Source material: Begin

PR #577, opened 2017-07-09
attempt to fix float-complex magnitude optimization.

florence:
The current optimization missed two things that the runtime implementation does.

1. It does not check if the imag-part is zero, causing this program to behave differently in TR vs Racket:

```
#lang racket
(module untyped racket
  (printf "untyped: ~a\n"
          (magnitude 0.0+0.0i)))


(module typed typed/racket
  (printf "typed: ~a\n"
          (magnitude 0.0+0.0i)))
```

produces :
```
untyped: 0.0
typed: +nan.0
```

2. It does not switch the order of `l` and `r` based on which one is bigger. this program to behave differently in TR vs Racket:

```
#lang racket

(module untyped racket
  (printf "untyped: ~a\n"
          (magnitude 1.6496437860480294e+295+1.7259537815112588e-137i)))


(module typed typed/racket
  (printf "typed: ~a\n"
          (magnitude 1.6496437860480294e+295+1.7259537815112588e-137i)))

(require 'untyped)
(require 'typed)
```

produces:

```
untyped: 1.6496437860480294e+295
typed: +inf.0
```

This PR fixes these programs. However I'm not sure how to add them as tests cases....

### DIFF
--- a/typed-racket-lib/typed-racket/optimizer/float-complex.rkt
+++ b/typed-racket-lib/typed-racket/optimizer/float-complex.rkt
@@ -570,11 +570,18 @@
            #`(let*-values (c.bindings ...)
                ;; reuses the algorithm used by the Racket runtime
                (let*-values ([(r) (unsafe-flabs c.real-binding)]
-                             [(i) (unsafe-flabs c.imag-binding)]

Source material: End

## Problem to solve
Every entry should be transcribed exactly, with nothing omitted.

## Task solution
PR #577, opened 2017-07-09
attempt to fix float-complex magnitude optimization.

florence:
The current optimization missed two things that the runtime implementation does.

1. It does not check if the imag-part is zero, causing this program to behave differently in TR vs Racket:

```
#lang racket
(module untyped racket
  (printf "untyped: ~a\n"
          (magnitude 0.0+0.0i)))


(module typed typed/racket
  (printf "typed: ~a\n"
          (magnitude 0.0+0.0i)))
```

produces :
```
untyped: 0.0
typed: +nan.0
```

2. It does not switch the order of `l` and `r` based on which one is bigger. this program to behave differently in TR vs Racket:

```
#lang racket

(module untyped racket
  (printf "untyped: ~a\n"
          (magnitude 1.6496437860480294e+295+1.7259537815112588e-137i)))


(module typed typed/racket
  (printf "typed: ~a\n"
          (magnitude 1.6496437860480294e+295+1.7259537815112588e-137i)))

(require 'untyped)
(require 'typed)
```

produces:

```
untyped: 1.6496437860480294e+295
typed: +inf.0
```

This PR fixes these programs. However I'm not sure how to add them as tests cases....

### DIFF
--- a/typed-racket-lib/typed-racket/optimizer/float-complex.rkt
+++ b/typed-racket-lib/typed-racket/optimizer/float-complex.rkt
@@ -570,11 +570,18 @@
            #`(let*-values (c.bindings ...)
                ;; reuses the algorithm used by the Racket runtime
                (let*-values ([(r) (unsafe-flabs c.real-binding)]
-                             [(i) (unsafe-flabs c.imag-binding)]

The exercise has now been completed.